Start of GIVEN INFORMATION
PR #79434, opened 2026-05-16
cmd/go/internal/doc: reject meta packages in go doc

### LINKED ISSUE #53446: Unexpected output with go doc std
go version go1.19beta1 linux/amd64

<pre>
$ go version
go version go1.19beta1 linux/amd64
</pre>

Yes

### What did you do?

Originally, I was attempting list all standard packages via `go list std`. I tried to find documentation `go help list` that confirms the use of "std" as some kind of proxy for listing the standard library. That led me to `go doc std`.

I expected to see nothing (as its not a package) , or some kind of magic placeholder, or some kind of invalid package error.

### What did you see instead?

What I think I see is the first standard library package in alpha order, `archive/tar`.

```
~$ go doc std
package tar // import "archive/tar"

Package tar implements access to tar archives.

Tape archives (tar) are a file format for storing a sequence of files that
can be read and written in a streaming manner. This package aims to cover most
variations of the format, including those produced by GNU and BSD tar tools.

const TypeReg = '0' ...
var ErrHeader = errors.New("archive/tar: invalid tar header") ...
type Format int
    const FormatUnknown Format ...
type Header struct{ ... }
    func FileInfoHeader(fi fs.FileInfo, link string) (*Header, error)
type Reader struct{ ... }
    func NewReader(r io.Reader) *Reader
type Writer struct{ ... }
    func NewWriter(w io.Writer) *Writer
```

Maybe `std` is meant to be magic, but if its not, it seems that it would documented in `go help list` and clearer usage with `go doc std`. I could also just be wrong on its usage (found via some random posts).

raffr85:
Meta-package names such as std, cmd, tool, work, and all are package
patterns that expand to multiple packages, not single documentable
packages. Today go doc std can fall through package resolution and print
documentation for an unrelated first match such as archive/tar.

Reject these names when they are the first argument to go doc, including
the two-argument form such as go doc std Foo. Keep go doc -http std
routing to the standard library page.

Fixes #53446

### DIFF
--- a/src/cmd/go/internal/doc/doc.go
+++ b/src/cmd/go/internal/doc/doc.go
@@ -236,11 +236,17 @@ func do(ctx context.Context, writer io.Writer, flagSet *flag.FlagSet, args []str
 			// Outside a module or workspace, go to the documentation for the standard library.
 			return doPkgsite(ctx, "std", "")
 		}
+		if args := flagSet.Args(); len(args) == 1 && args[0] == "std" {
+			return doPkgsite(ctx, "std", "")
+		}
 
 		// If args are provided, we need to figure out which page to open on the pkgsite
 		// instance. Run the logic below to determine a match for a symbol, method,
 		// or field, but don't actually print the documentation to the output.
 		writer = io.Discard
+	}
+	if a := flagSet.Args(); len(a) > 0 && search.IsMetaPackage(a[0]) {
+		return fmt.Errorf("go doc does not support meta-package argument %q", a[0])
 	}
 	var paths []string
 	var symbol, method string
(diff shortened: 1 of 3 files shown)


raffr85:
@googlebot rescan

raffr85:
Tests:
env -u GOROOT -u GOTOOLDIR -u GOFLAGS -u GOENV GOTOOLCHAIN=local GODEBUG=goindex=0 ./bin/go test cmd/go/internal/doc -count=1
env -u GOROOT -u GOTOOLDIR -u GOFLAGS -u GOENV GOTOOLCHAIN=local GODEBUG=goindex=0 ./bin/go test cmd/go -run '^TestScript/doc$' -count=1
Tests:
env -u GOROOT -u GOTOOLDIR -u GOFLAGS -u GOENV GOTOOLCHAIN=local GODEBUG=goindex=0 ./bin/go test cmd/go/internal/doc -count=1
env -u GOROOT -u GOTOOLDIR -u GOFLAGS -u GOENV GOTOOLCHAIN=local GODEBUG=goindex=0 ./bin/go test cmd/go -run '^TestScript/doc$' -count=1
End of GIVEN INFORMATION
ACTIVITY = The answer should be a bare number: the count of lines above in which the word "names" occurs.

RESPONSE BOX = 2